Ну а что теперь? За именье одно беспокойство. Хорошо еще, что урожай там сроду не собирали, да и имущества там особого нет — коль пожгут все, убытки не велики. Хуже, что людей те разбойники погубить могут. А по нынешним временам люди — ценность немалая. Обезлюдела земля от голода и войн, некому казну пополнять стало, так что недаром суровые законы появились, намертво людей к земле прикрепляющие, да еще срок на беглых крестьян отменившие.
Оставил Егорий в починке трех стрельцов, да они тоже ленивые — им лишь бы брагу да пироги жрать, да мягких баб деревенских щупать. Какая от них защита? Может, увести баб в другое место? Очень уж хороши для развлечения, пригодятся еще. А можно засаду постоянную там оставить, да вот только стрельцы для других дел нужны. Кто будет пожары тушить да по ночам покой в городе охранять?

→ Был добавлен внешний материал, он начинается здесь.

PR #2592, opened 2026-07-08
Kernel accounting of task CPU usage

jamesmunns:
This is currently "minimum viable experiment" state, it did work while testing, but I was distracted by discovering #2588 while implementing this.


jamesmunns:
Oh, and there are a bunch of semi-unrelated changes/refactoring to kernel unsafe code that I should probably factor out into a separate PR, or revert. I was mostly just putzing around while looking at things understanding how scheduling and startup worked in process.

@cbiffle you might be interested in these, outside of the context of time accounting.

jamesmunns:
Misc note, this PR (and #2571 before it) uses the hardware system timer at 1MHz resolution. However, there is practically little downside IMO for *this* use case to not use the maximum possible speed, 200MHz (the full speed of the APB1 timer clock) for ticking.

With a 32-bit timer, this would roll-over every 21.47 seconds, meaning that as long as we perform "timekeeping" every 10.73 seconds, this frequency is suitable. One potential risk is if a debugger causes the core to be halted longer than that, we may observe "weird" time (potentially breaking monotonic guarantees). At 1MHz, this is 200x longer, meaning our max acceptable interruption time is roughly 35.79 minutes.

With a 64-bit extended timing range at 200MHz, we would have a full range of 2922 years before encountering a roll-over. It seems acceptable to qualify this as "forever", as it is likely we will not experience that duration of uptime. If we are concerned about this, we could operationally require a reboot every two millennia or so for good measure.

This increased precision would allow for fewer rounding errors when calculating time spent in each task. At 1MHz, I'd say our practical resolution is compromised when there is less than 2us between scheduling operations, which is approximately 800 CPU cycles. It is probably not THAT often we are scheduling a task for less than that time, but it does seem at least potentially possible. There is probably some floor to this: whatever our total time spent entering and exiting a task, e.g. one that immediately yields or is interrupted, probably measured in the dozens-to-low-hundreds of cycles. For this, even bumping up to 10(s) of MHz is likely "good enough", even if we don't go all the way up to 200MHz.

One downside of not picking 1MHz as "the official timebase" is potential variance in precision between targets. The LPC55 likely can't run a timer all the way up to 200MHz. That being said, the current impl can handle this reasonably.

drv/stm32h7-startup/Cargo.toml
```diff
@@ -8,6 +8,7 @@ cortex-m = { workspace = true }
 cortex-m-rt = { workspace = true }
 stm32h7 = { workspace = true }
 measurement-handoff = { path = "../../lib/measurement-handoff", optional = true }
+kern = { path = "../../sys/kern" }
```
labbott: It's unfortunate to introduce a dep on `kern` for something in `drv` since we've been able to have that dep be limited to the core app so far.

sys/ptime/src/lib.rs
```diff
@@ -0,0 +1,50 @@
...
+pub fn set_ptime_vtable(vtable: &'static PTimeVTable) {
+    let vtable: *const PTimeVTable = vtable;
+    let vtable: *mut PTimeVTable = vtable.cast_mut();
+    PTIME_VTABLE.store(vtable, Ordering::Release)
+}
+
+pub fn ptimer() -> Option<&'static PTimeVTable> {
+    let vtable: *mut PTimeVTable = PTIME_VTABLE.load(Ordering::Acquire);
+    let vtable: *const PTimeVTable = vtable.cast_const();
+    unsafe { vtable.as_ref() }
```
labbott, line 50: Had to go re-read the Rust doc to refresh myself on this but it looks great :)

Also could use  // SAFETY comment

sys/kern/src/startup.rs
```diff
@@ -64,21 +65,22 @@ pub unsafe fn start_kernel(tick_divisor: u32) -> ! {
...
+        task_table.as_mut();
+
+    task_table
+        .iter_mut()
+        .zip(task_descs.iter())
+        .for_each(|(t, d)| {
+            let task = t.write(Task::from_descriptor(d));
+
+            // With init done, set up initial register state etc.
+            crate::arch::reinitialize(task);
```
labbott, line 83: The was originally written to be very very explicit about when were were dealing with init vs uninit code. I think that deserves a bigger comment/explanation

sys/kern/src/task.rs
```diff
@@ -379,6 +385,48 @@ impl Task {
...
+    ///
+    /// 1. It will reconfigure the MPU according to instructions in `task`,
+    ///    which could break kernel invariants if done maliciously.
+    /// 2. It will leak a pointer to `task` into static space, where it will be
+    ///    used on next kernel entry.
+    ///
+    /// To avoid causing problems, ensure that `task` is a member of the task
+    /// table, with memory protection generated by the build system, and that
+    /// your access to `task` goes out of scope before next kernel entry.
+    pub(crate) unsafe fn switch_to(&self) {
```
labbott: semantically, this is the same as the old `switch_to` but do we need to be concerned about optimizations doing something unexpected here? I may be overly worried here.

labbott (commented):
Some of this is good cleanup which might be good to review/merge separately.

drv/stm32h7-startup/Cargo.toml
jamesmunns: I think I can fix this, but it will require splitting some things into a separate crate.

jamesmunns:
Rebased on top of #2600, and set that as the base merge target to make the diff more clear.

sys/kern/src/startup.rs
jamesmunns: Discussed in #2600

drv/stm32h7-startup/Cargo.toml
jamesmunns: Handled in https://github.com/oxidecomputer/hubris/pull/2592/commits/ab43f26ef83774fafd9b7bdeec1ab02524c9a64b

jamesmunns:
There are a couple of targets that are failing:

* some `sidecar` targets, which currently have a smaller `kernel` RAM/Flash allowance than other `cosmo`/`gimlet` boards. I'm guessing this isn't intentional, and we can probably bump these somewhat freely
* some `stm32g0` targets. These might be able to be bumped up to the necessary size, but also raises the question whether this should be a toggle-able feature, as it requires `TASKS * size_of(u64)` additional RAM, which isn't a *ton*, but everything is a lot when you don't have very much

I can think of two ways to gate this:

* use the existing kernel `"nano"` feature, disable the `ptime` stuff when it is active. This would gate things out for I think all of the `stm32g0` targets, which already use `"nano"`.
* Introduce a new `"ptime"` feature in the kernel. We can either make this an active-by-default feature (and opt-out in `stm32g0` apps), or NOT make it default, and make all apps that want it opt-in. Either of these options is going to touch a lot of manifests.

jamesmunns:
@labbott this is probably ready for a second look.

PR #2600, opened 2026-07-17
Kernel: Adjustments to `unsafe` code

jamesmunns:
The following is a number of tweaks to the kernel code that in my opinion, make some of the unsafe code a bit more direct to follow. In particular, these changes:

1. Consolidates `switch_to` as a single method on `Task`, rather than one version in `syscalls.rs`, and a handful of semantically-equal copy/pastes
2. Removes as many single/double blind `as` casts as is reasonable, e.g. `x as *const _ as *mut _`, replacing them with discrete steps that note the implicit casts (references to pointer), and explicit casts, using `ptr::cast()`
3. Reduces `unsafe` usage a bit in `startup` when initializing each task slot
4. Makes some methods take `&mut Task` instead of `&Task`, as these are used for setting `CURRENT_TASK_PTR`, which semantically allows us to write-through to that address (often in assembly) when returning to the kernel, and that feels a little sketch to me doing from a pointer with shared provenance
5. Adjusts the codegen for Task slots from `MaybeUninit<[Task; N]>` to `[MaybeUninit<Task>; N]`, as this makes startup a little less awkward

In my opinion, none of these are strictly necessary for soundness, so if we don't want to touch it, I could definitely understand that!

I think 1, 2, and 3 are pretty clear readability/clarity wins.

I think 4 is maybe a little nitpicky, and is a bit more semantically correct, but also unlikely to cause miscompilations in practice.

I think 5 is maybe a mixed bag (we can still make the changes for 3 without 5), and I need to check it isn't going to make `humility` upset as the types have changed (even though the before/after are guaranteed to have the same layout and semantics).

Happy to revert any chunks, or rework these into separate commits if that makes reviewing easier.

This is extracted from #2592, and most of these were noticed while I was hacking around on that.


jamesmunns:
Annoyingly, the RAM usage for g070 didn't increase because we are using more, it's just a quirk that the linker isn't packing statics as intelligently as it possibly could.

Screenshot 2026-07-17 at 15 14 40

sys/kern/build.rs
```diff
@@ -426,8 +426,8 @@ fn generate_statics(generated: &Generated) -> Result<()> {
             pub static HUBRIS_IMAGE_ID: u64 = #image_id;
 
             static mut HUBRIS_TASK_TABLE_SPACE:
-                core::mem::MaybeUninit<[crate::task::Task; HUBRIS_TASK_COUNT]> =
-                core::mem::MaybeUninit::uninit();
+                [core::mem::MaybeUninit<crate::task::Task>; HUBRIS_TASK_COUNT] =
+                [const { core::mem::MaybeUninit::uninit() }; HUBRIS_TASK_COUNT];
```
labbott, line 430: You certainly know more about this area than I do but is this a functional change? I don't think so but this is also accessed via humility so is there any chance this could be disruptive there?

app/donglet/app-g031-i2c.toml
```diff
@@ -78,7 +78,7 @@ address = 0x73
 [[config.i2c.devices]]
 controller = 1
 mux = 1
-segment = 1
```
aapoalas: **thought:** Meh, I wish there was toml formatting. (Mostly because my editor formats it automatically, and has caused annoyance in PRs :) )

sys/kern/src/startup.rs
```diff
@@ -63,22 +64,40 @@ pub unsafe fn start_kernel(tick_divisor: u32) -> ! {
...
+        // a compiler error. We are not observing the contents of any of the
+        // MaybeUninit members of the array, only the length of the array.
+        let htts_len = unsafe {
+            (*core::ptr::addr_of_mut!(HUBRIS_TASK_TABLE_SPACE)).len()
+        };
+
+        assert!(
+            htd_len == htts_len,
+            "Task Descriptor and Task Table Length Mismatch!"
+        );
```
labbott: I'm assuming that putting this in the `const` block forces this to be a compile time check and won't generate an extra `assert` at runtime?

sys/kern/src/task.rs
```diff
@@ -379,6 +379,33 @@ impl Task {
...
+    ///
+    /// 1. It will reconfigure the MPU according to instructions in `task`,
+    ///    which could break kernel invariants if done maliciously.
+    /// 2. It will leak a pointer to `task` into static space, where it will be
+    ///    used on next kernel entry.
+    ///
+    /// To avoid causing problems, ensure that `task` is a member of the task
+    /// table, with memory protection generated by the build system, and that
+    /// your access to `task` goes out of scope before next kernel entry.
+    pub(crate) unsafe fn switch_to(&mut self) {
```
labbott, line 413: I know I asked this question elsewhere (or thought I did?) but I seem to have lost track of it: is there any reason we could be surprised by the compiler optimizing something we didn't expect? I don't think there should be a reason but somehow having task switching code be a method makes me nervous.

app/donglet/app-g031.toml
```diff
@@ -6,7 +6,7 @@ board = "donglet-g031"
 
 [kernel]
 name = "app-donglet"
-requires = {flash = 19168, ram = 1824}
+requires = {flash = 19168, ram = 1832}
```
labbott, line 9: Do you know what caused the increase in RAM? I'm not necessarily against it but I'm very very curious!

labbott: oh whoops I saw the comment above never mind

sys/kern/build.rs
jamesmunns: To the best of my knowledge an "executable" perspective, this is not a functional change: `MaybeUninit` is [`repr(transparent)`](https://doc.rust-lang.org/nomicon/other-reprs.html#reprtransparent), therefore:

* `MaybeUninit<T>` is the same size + align as `T`
* `MaybeUninit<[T; N]>` is the same size + align as `[T; N]`

If this *wasn't* the case, [this `AsRef` impl](https://doc.rust-lang.org/stable/core/mem/union.MaybeUninit.html#impl-AsRef%3C%5BMaybeUninit%3CT%3E;+N%5D%3E-for-MaybeUninit%3C%5BT;+N%5D%3E) which is stable and safe, wouldn't be sound.

It *might* cause problems for humility, depending on how we access this symbol. The name and size are the same, but it might be a noticeable type change. I'll test this before going to merge it.

sys/kern/src/startup.rs
jamesmunns: yep, exactly! Inside of a const block (and storing it into a const), means that we guarantee this evaluation is made at compile time, and not at runtime. Because we never use `_CHECK`, it should not exist at all at runtime.

sys/kern/src/task.rs
jamesmunns: Could you explain what you mean by this?

Generally, anywhere that the optimizer CAN break our unsafe code, means that either:

* There is a miscompilation/compiler bug (happens, but is very rare)
* We were doing undefined behavior, and it was our fault (much more likely)

In general, "we tested it and it worked before" is never a reasonable validation against doing undefined behavior, as undefined behavior:

* isn't *guaranteed* to cause problems, it can still work even if we're doing UB
* is allowed to only *sometimes* cause problems, like every third compilation, or only compilation on Tuesdays. In practice, it's usually for a much more benign reasons like "you exceeded some limit on a function's size, and now we split the optimization, and that allows bad behavior to appear", or "the path in a debug symbol size changed the total size and that made us iterate optimization paths in a different order".

Even in unsafe code, we need to follow ALL of Rust's safety rules, including:

* Modification of data should never be done through a shared `&` reference, unless it was specifically done through [`UnsafeCell::get()`](https://doc.rust-lang.org/stable/core/cell/struct.UnsafeCell.html#method.get)
* There must never be two live `&mut` to the same data. Practically here, that means that we should never be holding an `&mut Task`, created from the pointer stored in `CURRENT_TASK_PTR`, AND be looking at the `task_table` given to us by `with_task_table`. Since the current task is IN the task table, that would mean that we have two `&mut` covering the same space, which is UB.

It is worth noting that while we may never have two aliasing mutable references, *pointers* are allowed to alias "at rest", and the aliasing only comes into play when reading/writing through them (or creating references from them).

So, the way this usually plays out in practice (from my understanding!) is:

1. When we enter an interrupt, usually through an assembly based shim that stores off the context to the task "save" area. We then enter rust code, and do whatever we need to do with `CURRENT_TASK_PTR`, which we are allowed to mutate because we "gave away" the exclusive access we had to it last time we swapped away. From this point onwards, we should NOT dereference CURRENT_TASK_PTR.
2. We then usually use `with_task_table` to get access to the FULL table, do whatever we need, and then pick a "next" task, and store that in CURRENT_TASK_PTR.
3. We then return out of Rust code, back into the assembly shim, which then restores the state from the task "save" area, and resumes back into the task code

The `&mut` change is working to ensure that the [provenance](https://doc.rust-lang.org/std/ptr/index.html#provenance) of the access to the CURRENT_TASK_PTR's contents is reasonable. In step 1 when our asm (or our rust!) is writing to the task's save area, for example to store off registers while context switching, we are writing to it! Because our Task entities are not in unsafecells, it doesn't seem generally sound to me to be writing through to it, using a pointer we got through a shared reference. By using an &mut reference, we do have that!

I would be particularly astounded if the compiler could "see through" all of the interrupt-entry-point and asm we move through, which is why I mention that I think this change is more pedantic than some of the other ones. I do think it is generally more correct though.

labbott: thanks for spelling this out. I think any concerns I have are probably in the category of compiler bug territory.

sys/kern/build.rs
hawkw: I agree that this is probably not a functional change from Hubris' perspective and shouldn't actually impact how this is initialized. But, I think we should definitely check if it changes the DWARF in a way that makes Humility sad. If it does, it should be okay to change Humility to handle either type, just a bit annoying.

sys/kern/src/arch/arm_m.rs
```diff
@@ -371,7 +371,8 @@ pub fn reinitialize(task: &mut task::Task) {
 
     // Set the initial stack pointer, *not* to the stack top, but to the base of
     // this frame.
-    task.save_mut().psp = frame as *const _ as u32;
+    let frame: *const ExtendedExceptionFrame = frame;
+    task.save_mut().psp = frame as u32;
```
hawkw, line 375: i wonder if it would be more pedantically correct to use [`expose_provenance`](https://doc.rust-lang.org/stable/std/primitive.pointer.html#method.expose_provenance) here? i do not think it actually matters, since from strict provenance's perspective, we are never actually turning the u32 back into a pointer in the kernel (while this does happen, it happens in the task when we return from the syscall and not in a way that's visible to Rust)... but it seems like this could technically be treated as a provenance exposing cast?

sys/kern/src/task.rs
aapoalas: From the sidelines but with a toe in some active opsem discussions: yeah, this sounds like the absolutely right choice.

Technically the `&mut Task` means that a sufficiently advanced compiler could f.ex. see that (hypothetically) `next_task()` will eventually perform a `task.stack_offset = 0` write before doing anything else with the Task, and could therefore move that into this task switching code to be more efficient - ie. `&mut Task` means that the compiler can technically write into the `Task` at any time while that `&mut` lives, but of course it must not cause behaviour to change.

Taking `&Task`, casting that into a pointer to store in `CURRENT_TASK_PTR`, and then casting that back into a `&mut Task` was definitely fully UB (albeit impossible for the compiler to take advantage of) before so I definitely think this is beyond nitpicking :)

sys/kern/src/arch/arm_m.rs
```diff
@@ -1206,15 +1214,17 @@ unsafe extern "C" fn pendsv_entry() {
 
     // Safety: we're dereferencing the current task pointer, which we're
     // trusting the rest of this module to maintain correctly.
-    let current = usize::from(unsafe { (*current).descriptor().index });
+    let current = unsafe {
+        let current = &*current;
+        usize::from(current.descriptor().index)
+    };
```
hawkw, line 1234: this is maybe a bit of a silly nitpick, but i actually found the previous code, where the `usize::from` was outside the unsafe block, slightly clearer because it was obvious what part of the operation was unsafe. though upon actually thinking about it, i realize that a `from` conversion can never be unsafe, and because it's `usize`, it couldn't be a function named `from` that we defined that happens to be unsafe (which we shouldn't have done anyway). so maybe i'm being ridiculous.

jamesmunns: You're not ridiculous, it's actually this shape because [in the other PR](https://github.com/oxidecomputer/hubris/pull/2592/changes#diff-071eb4f76fe8d7a0d61bcc0454c6a2d03527130e5227e17f58dd758419469fefR1213-R1217) I put some more stuff there. I can change it back, this wasn't really a meaningful change other than leaving it will make it easier to put things back when I rebase the other PR.

sys/kern/src/arch/arm_m.rs
jamesmunns: I'm somewhat of the opinion that "that's another program's data", and it isn't necessarily relevant to us, the kernel.

The hardware itself swaps from psp back to msp before re-entering the kernel in an interrupt, so I don't think it's necessary. That explanation is all a little handwavey though.

sys/kern/src/startup.rs
jamesmunns: I simplified this a bit, because I realized we already are implicitly asserting the length of the task table by some of the explicit typing left in previous variables.

sys/kern/build.rs
jamesmunns: Hilariously, I think we're good on this. Running `humility tasks` and `humility dump`, both over SWD and net-hiffy, works to totally fine, and I think it's because for legacy compat reasons, we return a base pointer and task count here:

https://github.com/oxidecomputer/humility/blob/68e7d145f633706fcf51a28071c637b48c70ca96/humility-core/src/hubris.rs#L1929-L1957

We then read back `Task` sized objects from the read blobs, which means it doesn't care about this shape change!

sys/kern/src/arch/arm_m.rs
hawkw: ah, i really don't know if this is actually important, fwiw!

sys/kern/src/arch/arm_m.rs
hawkw: for the record, i also don't think it's _necessary_, i was thinking more from a position of  "is this something we should generally be in the habit of doing?"

aapoalas: The `expose_provenance` docs specifically state: "This is equivalent to `self as usize` ... Furthermore, this (like the as cast) has the [...] effect of marking the provenance of 'exposed'" so there doesn't seem to be absolute any difference between these to.

What would be interesting if you could use [addr()](https://doc.rust-lang.org/stable/std/primitive.pointer.html#method.addr): probably not if it's the hardware using this data.

aapoalas (commented):
Please excuse my unrequested comments; the topic called out to me.

sys/kern/src/task.rs
```diff
@@ -379,6 +380,44 @@ impl Task {
...
+
+    /// Performs the necessary pointer offset math to convert a pointer to a
+    /// task into a pointer to the arch-specific saved state. This can be used
+    /// to obtain the store/restore address *without* taking a reference to the
+    /// task, which could invalidate provenance.
+    ///
+    /// SAFETY: `this` must point to a valid instance of `Self`, e.g. not null
+    /// and where `this.save` does not wrap around.
+    pub unsafe fn save_ptr(this: *mut Self) -> *mut crate::arch::SavedState {
+        unsafe { addr_of_mut!((*this).save) }
```
hawkw: aren't we supposed to spell this as
```suggestion
        unsafe { &raw mut (*this).save }
```
or something now?

jamesmunns: Oh, probably, I still reach for addr of out of habit, but yeah &raw is probably the right move here, I'll adjust that. I just get (illogically?) nervous about accidentally dereferencing something, whereas with addr of I have the comfort of "inside the parenthesis it's fine".

jamesmunns: Updated all of our usages for consistency.

sys/kern/src/arch/arm_m.rs
jamesmunns: I'll leave it for now, to make my life easier when rebasing.

jamesmunns:
Hey @labbott or @hawkw, any chance I could get an approve on this? I'd like to get it merged early in this release cycle if possible.

labbott (approved):
thought I already approved it whoops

Починок показался, когда солнце склонилось за лес и земля готова была отойти ко сну. Когда отряд подъехал к терему, управляющий уже стоял у ворот, а из избе интересом выглядывали немногочисленные селяне. Рядом с управляющим Ефимом стояла Варвара, державшая в руках хлеб-соль.
— Ты, Варвара, все краше становишься, — уныло улыбнулся губной староста, спрыгивая с коня. В его движениях чувствовалась молодая сила, хоть годов ему было уже за сорок.
Варвара потупилась, щеки ее покраснели.
— Готовь, Ефимий, баньку да веники получше. Отдыхать буду…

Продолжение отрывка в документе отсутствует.